* YOUR GOAL *
Look through the records below, count the lines with the word "also", and reply with only the number.

* Saved data entries *
━━━━━━━━
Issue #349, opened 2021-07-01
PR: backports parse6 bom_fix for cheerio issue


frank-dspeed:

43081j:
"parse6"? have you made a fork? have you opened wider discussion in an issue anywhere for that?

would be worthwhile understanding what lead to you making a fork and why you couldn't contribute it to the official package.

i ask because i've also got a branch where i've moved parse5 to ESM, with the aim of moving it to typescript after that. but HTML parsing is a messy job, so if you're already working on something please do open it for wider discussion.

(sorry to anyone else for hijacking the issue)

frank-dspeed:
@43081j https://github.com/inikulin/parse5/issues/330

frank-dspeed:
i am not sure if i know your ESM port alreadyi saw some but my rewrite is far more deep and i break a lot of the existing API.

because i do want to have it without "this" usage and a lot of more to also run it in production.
━━━━━━━━
* SOLVED EXERCISE *
2